There is value in seeking non-traditional counterparties that don’t face the same constraints, such as other buy-side entities including corporate treasury desks. In this context, tri-party looks very attractive as it enables the collateral giver to commoditise pools of assets and outsource the re-valuation, recalls and substitutions to the tri-party agent. Services such as Euroclear’s RepoAccess take the headache out of negotiating individual GMRAs with each counterparty. Other products are in development so a different landscape is emerging.

Collateral management can have a positive impact on the bottom line

Managing liquidity is a significant task for portfolio managers and being prepared for investor redemptions, managing portfolio restructuring, meeting margin call obligations, covering liquidity shortfalls and investing excess liquidity has required investment in dedicated teams and technology. Yet, with major currencies offering near zero or negative interest rates, the disparity between the yield of a strategically-invested portion of a fund and the portion that is invested in short-dated products is considerable.

The impact of the poor return from the liquid portion of a fund’s NAV on the overall return, the so-called yield drag, could be partially mitigated by rebalancing the ratio of the strategically-invested portion to the short-dated liquid portion.

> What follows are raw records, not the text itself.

PR #2659, opened 2024-08-20
sw_engine: fix image rastering

mgrudzinska:
In the case of _rasterPolygonImageSegment the mapping algorithm could go out beyond the buffer range, causing crash. A check has been added to prevent this.

PR #3113, opened 2025-01-10
sw_engine: Fix buffer overflow in texture mapping rasterizer

tinyjin:
Fix heap buffer overflow in texture mapping rasterizer by adding proper bounds checking for texture coordinates. This prevents accessing memory outside of the allocated image buffer during texture sampling and interpolation.

---

**Situation:**
At the ` _rasterPolygonImageSegment`, `vv` value gets `-1` then crahses.

image

**Sample file:** 
[Lottie Runtime Crash Issue 3102.json](https://github.com/user-attachments/files/18373071/Lottie.Runtime.Crash.Issue.3102.json)

**Crash Point:**
Drawing `image_0`

image

**Fixes**

Added a defense logic for preventing the values get negative value, but this need to be reviewed properly.

Issues: #3102

### DIFF
--- a/src/renderer/sw_engine/tvgSwRasterTexmap.h
+++ b/src/renderer/sw_engine/tvgSwRasterTexmap.h
@@ -85,9 +85,8 @@ static void _rasterBlendingPolygonImageSegment(SwSurface* surface, const SwImage
     float _xa = xa, _xb = xb, _ua = ua, _va = va;
     auto sbuf = image->buf32;
     auto dbuf = surface->buf32;
-    int32_t sw = static_cast<int32_t>(image->stride);
-    int32_t sh = image->h;
-    int32_t dw = surface->stride;
+    int32_t sw = static_cast<int32_t>(image->w);
+    int32_t sh = static_cast<int32_t>(image->h);
     int32_t x1, x2, x, y, ar, ab, iru, irv, px, ay;
     int32_t vv = 0, uu = 0;
     int32_t minx = INT32_MAX, maxx = 0;
@@ -144,7 +143,7 @@ static void _rasterBlendingPolygonImageSegment(SwSurface* surface, const SwImage
             u = _ua + dx * _dudx;
             v = _va + dx * _dvdx;
 
-            buf = dbuf + ((y * dw) + x1);
+            buf = dbuf + ((y * surface->stride) + x1);
 
             x = x1;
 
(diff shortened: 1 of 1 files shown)


mgrudzinska (approved):
long time ago I had some other problem and this was in the same part of the code:
https://github.com/thorvg/thorvg/pull/2659/files
I added then 
```
            if (u <= -1.0f) u = 0.0f;
            if (v <= -1.0f) v = 0.0f;
```
as soon as possible just to skip all values that can be skipped. You can check whether it is worth it.

hermet (changes requested):
This is the worst scenario you are adding the useless operations `16,156,800` per frame. It's not ignoreable. Let's clarify which scenario could reach to the value less than zero. 

It would be helpful to understand by firstly comparing the normal case and the abnormal case at the certain mac system to identify which parts are causing this different result.

hermet:
It would be helpful to understand by firstly comparing the normal case and the abnormal case of the certain mac system to identify which parts are causing this different result.

tinyjin:
This is test between Mac(Arm) and Windows(Intel).

At the line 348
```cpp
px = *(sbuf + (vv * sw) + uu);
```

In some case(given size of animation), result of `(vv * sw) + uu` is negative value, then accesses `sbuf` with negative index.

However two machines have different result at this point:

Mac(Arm)
- `*(sbuf + (vv * sw) + uu)` caused heap-buffer-overflow

Windows(Arm)
- `*(sbuf + (vv * sw) + uu)` returned `0`

This out-of-bounds memory access with negative offsets results seems to have different behaviors depending on the architecture.


Thus, these two points make potential crash and different behavior.
1. The value falls into negative with specific image and size.
2. Arm/Intel have different result in negative indexing with `uint32_t*` variable.

Regarding to the point No. 1:
- The buffer overflow occurs when scaling a square image (e.g. 846x846) to a rectangle canvas (e.g. 500x350).
- This seems to happen because the aspect ratio scaling causes UV mapping coordinates to exceed the image bounds.

hermet:
> In some case(given size of animation), result of `(vv * sw) + uu` is negative value, then accesses `sbuf` with negative index.

@tinyjin I couldn't find the value has a negative value. Could you please double-check it? 

image

tinyjin:
@hermet 

I still have a negative value in the case.

Can you verify again with this branch?

**[Mac/Arm]**
CleanShot 2025-01-16 at 12 00 18@2x

**[Windows/Intel]**
image

tinyjin:
@hermet After the new push, the issue has gone! 👍

hermet (approved):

The transformation of strategic investment assets into high quality liquid assets (HQLA) would enable a similar liquidity ratio but offer the ability to readily raise cash against the HQLA, or use HQLAs to meet collateral obligations. The annual cost of collateral transformation is a fraction of the yield improvement gained from reducing a fund’s liquidity.

Collateral optimisation has traditionally been a sell-side concern, as it is typically leveraged and focused on balance sheet usage. The focus for the buy-side is different, with a decision process that determines the deployment of expertise and resources for core activities while outsourcing non-core activities. It is imperative that collateral management is given attention so it can have an impact on the bottom line, rather than just ticking a regulatory box. 

Jonathan Adams is a Principal Consultant at Delta Capita, a consulting firm for the financial services industry.